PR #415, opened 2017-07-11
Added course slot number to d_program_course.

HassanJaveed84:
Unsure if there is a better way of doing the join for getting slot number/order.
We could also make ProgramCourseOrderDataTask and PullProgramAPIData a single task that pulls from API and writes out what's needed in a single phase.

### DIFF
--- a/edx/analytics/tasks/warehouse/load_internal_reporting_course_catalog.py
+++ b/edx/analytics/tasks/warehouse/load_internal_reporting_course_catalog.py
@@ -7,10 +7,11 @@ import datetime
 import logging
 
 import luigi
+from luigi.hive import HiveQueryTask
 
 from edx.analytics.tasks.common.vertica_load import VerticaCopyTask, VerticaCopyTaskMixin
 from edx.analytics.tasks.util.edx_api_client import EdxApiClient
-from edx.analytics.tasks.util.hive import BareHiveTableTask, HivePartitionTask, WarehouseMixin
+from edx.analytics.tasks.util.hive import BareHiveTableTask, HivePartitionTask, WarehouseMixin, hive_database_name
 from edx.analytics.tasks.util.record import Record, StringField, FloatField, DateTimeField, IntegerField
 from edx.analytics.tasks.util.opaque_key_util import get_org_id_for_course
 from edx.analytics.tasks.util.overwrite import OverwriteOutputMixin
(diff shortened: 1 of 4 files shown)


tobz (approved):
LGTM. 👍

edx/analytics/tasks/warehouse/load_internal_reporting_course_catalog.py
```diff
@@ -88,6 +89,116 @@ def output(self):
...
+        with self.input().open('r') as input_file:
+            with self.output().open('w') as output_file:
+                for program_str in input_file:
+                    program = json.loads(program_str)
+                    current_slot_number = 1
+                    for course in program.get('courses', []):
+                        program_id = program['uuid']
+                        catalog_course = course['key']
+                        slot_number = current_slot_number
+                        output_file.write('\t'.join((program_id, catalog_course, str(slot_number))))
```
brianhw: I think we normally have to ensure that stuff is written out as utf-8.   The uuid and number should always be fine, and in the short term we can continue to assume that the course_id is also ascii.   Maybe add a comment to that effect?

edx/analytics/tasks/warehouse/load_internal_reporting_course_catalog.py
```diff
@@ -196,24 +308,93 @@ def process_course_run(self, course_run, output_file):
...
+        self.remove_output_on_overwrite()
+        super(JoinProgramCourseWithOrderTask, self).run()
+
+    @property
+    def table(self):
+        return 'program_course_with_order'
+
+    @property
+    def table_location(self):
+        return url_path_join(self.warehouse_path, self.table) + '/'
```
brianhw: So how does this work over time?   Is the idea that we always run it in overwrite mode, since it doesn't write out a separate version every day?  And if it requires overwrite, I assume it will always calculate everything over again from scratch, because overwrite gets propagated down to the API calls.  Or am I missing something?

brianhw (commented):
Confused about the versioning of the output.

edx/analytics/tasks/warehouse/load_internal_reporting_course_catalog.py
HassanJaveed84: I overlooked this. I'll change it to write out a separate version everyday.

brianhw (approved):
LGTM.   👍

--

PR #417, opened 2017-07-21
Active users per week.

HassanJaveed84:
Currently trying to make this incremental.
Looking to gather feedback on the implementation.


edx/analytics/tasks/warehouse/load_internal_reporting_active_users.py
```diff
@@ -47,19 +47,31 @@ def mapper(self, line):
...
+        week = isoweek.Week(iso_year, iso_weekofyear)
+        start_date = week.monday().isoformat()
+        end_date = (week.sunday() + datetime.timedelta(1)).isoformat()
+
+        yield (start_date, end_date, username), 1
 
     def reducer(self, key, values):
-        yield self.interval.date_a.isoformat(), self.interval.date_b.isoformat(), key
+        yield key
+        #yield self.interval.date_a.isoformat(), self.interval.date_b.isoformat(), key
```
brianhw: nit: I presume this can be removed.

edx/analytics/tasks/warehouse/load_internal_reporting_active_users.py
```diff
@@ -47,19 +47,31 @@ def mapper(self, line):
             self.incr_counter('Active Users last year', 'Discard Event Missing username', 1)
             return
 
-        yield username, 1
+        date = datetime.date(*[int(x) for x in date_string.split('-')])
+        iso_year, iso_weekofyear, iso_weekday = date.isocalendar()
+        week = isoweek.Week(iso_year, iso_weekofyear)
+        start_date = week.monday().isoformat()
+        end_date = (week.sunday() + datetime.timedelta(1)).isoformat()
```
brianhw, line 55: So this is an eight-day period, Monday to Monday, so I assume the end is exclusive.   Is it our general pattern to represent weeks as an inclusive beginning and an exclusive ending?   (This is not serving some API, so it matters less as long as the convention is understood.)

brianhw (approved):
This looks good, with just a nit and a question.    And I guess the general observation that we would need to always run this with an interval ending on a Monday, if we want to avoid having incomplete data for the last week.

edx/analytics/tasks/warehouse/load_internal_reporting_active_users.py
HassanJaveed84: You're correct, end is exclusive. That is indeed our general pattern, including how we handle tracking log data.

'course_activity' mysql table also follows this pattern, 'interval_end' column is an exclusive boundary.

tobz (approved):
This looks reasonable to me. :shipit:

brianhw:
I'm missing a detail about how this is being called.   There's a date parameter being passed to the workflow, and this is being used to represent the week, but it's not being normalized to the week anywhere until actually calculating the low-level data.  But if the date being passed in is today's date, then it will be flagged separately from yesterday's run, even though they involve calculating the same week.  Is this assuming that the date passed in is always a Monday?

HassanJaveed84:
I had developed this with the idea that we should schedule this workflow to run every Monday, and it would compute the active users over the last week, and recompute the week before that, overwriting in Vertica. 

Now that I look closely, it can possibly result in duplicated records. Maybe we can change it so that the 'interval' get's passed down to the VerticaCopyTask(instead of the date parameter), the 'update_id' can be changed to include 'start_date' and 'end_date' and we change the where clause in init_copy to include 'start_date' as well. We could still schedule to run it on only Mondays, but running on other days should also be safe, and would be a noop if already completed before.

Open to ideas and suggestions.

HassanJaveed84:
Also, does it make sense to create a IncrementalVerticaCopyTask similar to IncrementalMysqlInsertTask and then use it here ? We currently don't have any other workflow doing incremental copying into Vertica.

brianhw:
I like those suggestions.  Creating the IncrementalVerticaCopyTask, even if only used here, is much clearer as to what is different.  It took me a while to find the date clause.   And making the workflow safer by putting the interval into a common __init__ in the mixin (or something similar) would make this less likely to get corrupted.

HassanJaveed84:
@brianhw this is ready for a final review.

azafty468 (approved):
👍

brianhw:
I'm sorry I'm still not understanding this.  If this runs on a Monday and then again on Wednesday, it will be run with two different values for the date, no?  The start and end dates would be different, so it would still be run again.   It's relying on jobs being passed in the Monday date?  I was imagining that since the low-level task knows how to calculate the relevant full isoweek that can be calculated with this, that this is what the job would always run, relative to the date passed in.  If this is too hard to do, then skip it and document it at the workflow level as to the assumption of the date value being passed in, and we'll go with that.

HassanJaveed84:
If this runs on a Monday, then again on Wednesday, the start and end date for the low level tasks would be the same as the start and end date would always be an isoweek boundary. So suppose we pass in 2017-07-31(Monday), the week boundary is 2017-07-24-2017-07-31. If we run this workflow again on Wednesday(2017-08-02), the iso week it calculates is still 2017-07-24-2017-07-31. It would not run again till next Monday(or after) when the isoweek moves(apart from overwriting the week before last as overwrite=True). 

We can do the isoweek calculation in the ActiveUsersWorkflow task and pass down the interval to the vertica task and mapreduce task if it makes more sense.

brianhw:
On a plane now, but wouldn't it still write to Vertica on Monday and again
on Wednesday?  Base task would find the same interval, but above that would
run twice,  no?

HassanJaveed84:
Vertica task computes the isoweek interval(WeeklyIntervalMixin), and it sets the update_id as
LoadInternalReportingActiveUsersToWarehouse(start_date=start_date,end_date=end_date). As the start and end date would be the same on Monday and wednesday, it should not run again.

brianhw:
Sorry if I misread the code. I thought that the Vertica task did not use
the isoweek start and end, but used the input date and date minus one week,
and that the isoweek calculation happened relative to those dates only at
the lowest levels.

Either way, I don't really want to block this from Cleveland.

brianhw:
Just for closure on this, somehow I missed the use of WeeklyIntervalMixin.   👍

▸ **PROBLEM TO WORK ON**: Retype the records above, but only those lines that fall between the line containing "PR #415, opened 2017-07-11" and the line containing "-from edx.analytics.tasks.util.hive import", with both of those lines included, exactly as written.

▸ **SOLVED EXERCISE**:
PR #415, opened 2017-07-11
Added course slot number to d_program_course.

HassanJaveed84:
Unsure if there is a better way of doing the join for getting slot number/order.
We could also make ProgramCourseOrderDataTask and PullProgramAPIData a single task that pulls from API and writes out what's needed in a single phase.

### DIFF
--- a/edx/analytics/tasks/warehouse/load_internal_reporting_course_catalog.py
+++ b/edx/analytics/tasks/warehouse/load_internal_reporting_course_catalog.py
@@ -7,10 +7,11 @@ import datetime
 import logging
 
 import luigi
+from luigi.hive import HiveQueryTask
 
 from edx.analytics.tasks.common.vertica_load import VerticaCopyTask, VerticaCopyTaskMixin
 from edx.analytics.tasks.util.edx_api_client import EdxApiClient
-from edx.analytics.tasks.util.hive import BareHiveTableTask, HivePartitionTask, WarehouseMixin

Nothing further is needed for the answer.